** Opening Stored data block **

PR #1688, opened 2021-04-25
Enable Unittests in Visual Studio

obligaron:
I couldn't run UnitTests in Visual Studio.
This are the changes I needed to enable this.
If there is another way or this is already supported and didn't find it, just tell me.
Notes:

- Visual Studio need testadapter for google test installed.
- At my local machine I run in some problems with fmt, but I didn't included this cause it's another topic and perhaps I do something wrong. :wink:

grafik


AJenbo (approved):

glebm:
> At my local machine I run in some problems with fmt, but I didn't included this cause it's another topic and perhaps I do something wrong.

The fmt CMake rules were incorrect, #1691 includes the fixes

Issue #1686, opened 2021-04-25
Enable more text for translation


AJenbo:
In order to expose the game text to translation, it has to be encapsulated in either `_()`. We need to go over all strings in the application and do this. Probably there is a tool out there that can help automate this task, so it might be worth it to do a bit of research first.

Note that when text is static it cannot be directly translated and it then has to be wrapped with the fake macro `N_()` and at its first usage the variable should be wrapped with the actual translate function `_()`.

When submitting a PR for this try to break it up into a few commits so that it's more manageable to review.

An example of this work can be found here:
https://github.com/diasurgical/devilutionX/commit/dbfa9c27a54856b97a1955ca44cd31f7cfffccca

john-tornblom:
One such tool can be found here: https://gist.github.com/john-tornblom/5a9db5a3ea7b34890858517b3be86b5e

The tool will transform all string literals in the form "x" in the global scope to N_("x"), and locally scoped literals to _("x"). Make sure you build devilutionX first, the script depends on build/compile_commands.json.

The script requires python3 with clang bindings. In Ubuntu:
   sudo apt-get install python3-clang

john-tornblom:
I would run it myself, but I'm not that well acquainted with the devilution source code, so I cannot determinate which strings should be excluded from translation (hard-coded file names are easy, but there seems to be other less obvious once)

john-tornblom:
I'll go through those that seem obvious to me and submit a PR for review

NikoVP:
Reading this I presume not all of the text is ready for translation? What is missing? The Hellfire content and the recently transcribed missing quests only or there is more?

AJenbo:
> Reading this I presume not all of the text is ready for translation? What is missing? The Hellfire content and the recently transcribed missing quests only or there is more?

only menus, shops and towners are currently exposed.

AJenbo:
> I'll go through those that seem obvious to me and submit a PR for review

Thanks that will make it easier for me to do the remaning

AJenbo:
@john-tornblom thanks :)

PR #1689, opened 2021-04-25
Swedish text from psx release

john-tornblom:
In-game alignments etc has not been validated


AJenbo:
Thanks, but we can't distribute the original assets, you would need to either make a script that people can use or create your own translation.

john-tornblom:
Alright, no problem. I'll see what I can wrap up. I noticed that the strings in textdat.cpp are not passed through N_(), Does this have something to do with the extra " |" at the end of each string?

AJenbo:
No, simply this task not having been finished: https://github.com/diasurgical/devilutionX/issues/1686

** Closing Stored data block **

▶ Activity:
Copy the entries above exactly, leaving none out.

▶ Exercise result:
PR #1688, opened 2021-04-25
Enable Unittests in Visual Studio

obligaron:
I couldn't run UnitTests in Visual Studio.
This are the changes I needed to enable this.
If there is another way or this is already supported and didn't find it, just tell me.
Notes:

- Visual Studio need testadapter for google test installed.
- At my local machine I run in some problems with fmt, but I didn't included this cause it's another topic and perhaps I do something wrong. :wink:

grafik


AJenbo (approved):

glebm:
> At my local machine I run in some problems with fmt, but I didn't included this cause it's another topic and perhaps I do something wrong.

The fmt CMake rules were incorrect, #1691 includes the fixes

Issue #1686, opened 2021-04-25
Enable more text for translation


AJenbo:
In order to expose the game text to translation, it has to be encapsulated in either `_()`. We need to go over all strings in the application and do this. Probably there is a tool out there that can help automate this task, so it might be worth it to do a bit of research first.

Note that when text is static it cannot be directly translated and it then has to be wrapped with the fake macro `N_()` and at its first usage the variable should be wrapped with the actual translate function `_()`.

When submitting a PR for this try to break it up into a few commits so that it's more manageable to review.

An example of this work can be found here:
https://github.com/diasurgical/devilutionX/commit/dbfa9c27a54856b97a1955ca44cd31f7cfffccca

john-tornblom:
One such tool can be found here: https://gist.github.com/john-tornblom/5a9db5a3ea7b34890858517b3be86b5e

The tool will transform all string literals in the form "x" in the global scope to N_("x"), and locally scoped literals to _("x"). Make sure you build devilutionX first, the script depends on build/compile_commands.json.

The script requires python3 with clang bindings. In Ubuntu:
   sudo apt-get install python3-clang

john-tornblom:
I would run it myself, but I'm not that well acquainted with the devilution source code, so I cannot determinate which strings should be excluded from translation (hard-coded file names are easy, but there seems to be other less obvious once)

john-tornblom:
I'll go through those that seem obvious to me and submit a PR for review

NikoVP:
Reading this I presume not all of the text is ready for translation? What is missing? The Hellfire content and the recently transcribed missing quests only or there is more?

AJenbo:
> Reading this I presume not all of the text is ready for translation? What is missing? The Hellfire content and the recently transcribed missing quests only or there is more?

only menus, shops and towners are currently exposed.

AJenbo:
> I'll go through those that seem obvious to me and submit a PR for review

Thanks that will make it easier for me to do the remaning

AJenbo:
@john-tornblom thanks :)

PR #1689, opened 2021-04-25
Swedish text from psx release

john-tornblom:
In-game alignments etc has not been validated


AJenbo:
Thanks, but we can't distribute the original assets, you would need to either make a script that people can use or create your own translation.

john-tornblom:
Alright, no problem. I'll see what I can wrap up. I noticed that the strings in textdat.cpp are not passed through N_(), Does this have something to do with the extra " |" at the end of each string?

AJenbo:
No, simply this task not having been finished: https://github.com/diasurgical/devilutionX/issues/1686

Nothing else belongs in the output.